最後のサビは観客が歌う

羽鳥未羽は、解散ライブの最後のサビを歌えなかった。

半年前の手術で声帯を傷つけ、囁きしか出ない。バンド〈合唱病棟〉は彼女の回復を待つと言ったが、会社は解散を決めた。最後の一曲だけは、観客の声で完成させる参加型企画になった。

入場時、全員のスマートフォンへ録音アプリが配られた。

「代わりに歌って」

未羽が掠れ声で告げると、会場に優しい歓声が広がった。イントロでは、彼女の昔のブレスがリズムになる。
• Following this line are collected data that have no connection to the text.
PR #2648, opened 2019-05-18
Pylightning: add some missing RPC methods and correct a docstring

darosior:
This PR adds `listconfigs()` and `listsendpays()` methods to `LightningRpc` class. It also changes default value of `expiry_time` to 1 week in the `get_route()` method.


darosior:
Now this also add `paystatus()` method.

PR #2649, opened 2019-05-19
Doc: update 'waitsendpay' manpage

### LINKED ISSUE #2536: getroute doesn't change route on sendpay failure
From the man page for `waitsendpay`:
```
 On error, if the error occurred from a node other than the final destination, the route
       table will be updated so that getroute(7) should return an alternate route (if any).
```
However, after a `sendpay` and a `waitsendpay` that returns a failure with error from a channel that is not the final destination, calling `getroute` again returns the same route. No amount of `getroute -> sendpay -> waitsendpay` causes `getroute` to return an alternate route. Using the `pay` command, however, will successfully complete the payment. So there are definitely alternate routes available. This makes the `sendpay` command effectively useless, as it will fail on the first route and we are unable to find a new route.

darosior:
Closes #2536 .

### DIFF
--- a/doc/lightning-waitsendpay.7
+++ b/doc/lightning-waitsendpay.7
@@ -2,12 +2,12 @@
 .\"     Title: lightning-waitsendpay
 .\"    Author: [see the "AUTHOR" section]
 .\" Generator: DocBook XSL Stylesheets v1.79.1 <http://docbook.sf.net/>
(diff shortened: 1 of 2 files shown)


cdecker:
ACK https://github.com/ElementsProject/lightning/pull/2649/commits/c68a4386a819f5899f8ec5dae0ad863680dad02b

Aメロはキーボードと小さなハンドクラップだけ。歌詞字幕の横に、観客のマイク使用許可数が増えていく。

未羽は昨日、契約書の別紙を見つけた。今夜集めた声は、会社の新しい合唱生成モデルへ永久利用される。観客は彼女を支えるつもりで、自分の声を無償提供するのだ。さらに学習対象には、契約を拒んで消された過去の歌い手たちのデータも含まれていた。

「代わりに歌って」

サビ前、未羽はスマートフォンを掲げた。画面には歌詞ではなく、削除された二十三人の名前が表示されている。バンドメンバーも演奏を止めず、コードを一つだけ繰り返した。

観客は戸惑った。アプリは予定どおりサビを表示し、中央の音程バーを光らせる。会社の責任者が舞台袖で、早く歌わせろと指示する。
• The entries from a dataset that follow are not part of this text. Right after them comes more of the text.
PR #341, opened 2021-12-14
FIX: Revert change to push notification excerpt

markvanlan:
I thought using `excerpt` would be much cleaner, but I forgot it's HTML.... woops

### DIFF
--- a/app/jobs/regular/create_chat_mention_notifications.rb
+++ b/app/jobs/regular/create_chat_mention_notifications.rb
@@ -48,7 +48,7 @@ module Jobs
                                  username: @creator.username
                                 ),
         tag: DiscourseChat::ChatNotifier.push_notification_tag(:mention, @chat_channel.id),
-        excerpt: @chat_message.message[0...400],
+        excerpt: @chat_message.push_notification_excerpt,
         post_url: "/chat/channel/#{@chat_channel.id}/#{@chat_channel.title(membership.user)}?messageId=#{@chat_message.id}"
       }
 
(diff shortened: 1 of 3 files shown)


app/jobs/regular/create_chat_mention_notifications.rb
```diff
@@ -48,7 +48,7 @@ def send_os_notifications(membership)
                                  username: @creator.username
                                 ),
         tag: DiscourseChat::ChatNotifier.push_notification_tag(:mention, @chat_channel.id),
-        excerpt: @chat_message.excerpt,
+        excerpt: @chat_message.message[0..399],
```
nattsw, line 51: I know this is a revert, but why 399?

ZogStriP: Same question 🤔 That number seems quite magical

markvanlan: don't question the magic

markvanlan: IDK why I had this before 🤔

nattsw: I think maybe defining why the number or what it means is nice.

Separately, would also be nice if `send_notifications` could be extracted to test?

markvanlan: There are some integration tests for chat message creation that run jobs immediately and test that push notifications are sent 🤷

nattsw: That's great!

app/models/chat_message.rb
```diff
@@ -27,6 +27,10 @@ def excerpt
     PrettyText.excerpt(cooked, 50, {})
   end
 
+  def push_notification_excerpt
+    message[0...400]
```
nattsw, line 31: I think this is slightly better, we have still no idea why 400 tho. Given you've tried your best to explain but can't yet find anything better, let's let this go and please revisit if you suddenly 💡 

(Is it a char LIMIT?)

nattsw (approved):

PR #342, opened 2021-12-14
FIX: Cancel messages promise when channel changes

markvanlan:


eviltrout (approved):

CvX:
I don't think it does what you think it would! 😃

`cancel()` from `@ember/runloop` "cancels a scheduled item" identified by a timer id, which is returned by e.g. `later()` (from the same module) It does not cancel promises.

And, even if it did 😛 `fetchMessages()` does not seem to actually return anything. 😄

CvX (approved):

未羽は口を開いた。声にならない息で、最初の名前を形づくる。

最前列の一人が読み上げた。次の列が二人目を読む。やがて三千人が、旋律ではなく二十三人の名を順番に叫び始めた。録音アプリは歌唱データとして処理できず、エラーを吐く。それでも配信には、消された者たちの名前が明瞭に残った。

最後のサビは歌にならなかった。証言の波だった。

最後の一音と同時に、観客の端末へ声紋利用の拒否申請が一斉送信される。会社の学習モデルは必要数を満たせず停止した。

未羽は喉を押さえ、客席へもう一度だけ息を絞った。

「代わりに歌って」

自分が出せない高音を補ってほしいという依頼ではない。声を奪われた二十三人に代わり、彼らが存在したことを社会へ言い切ってほしいという合唱だった。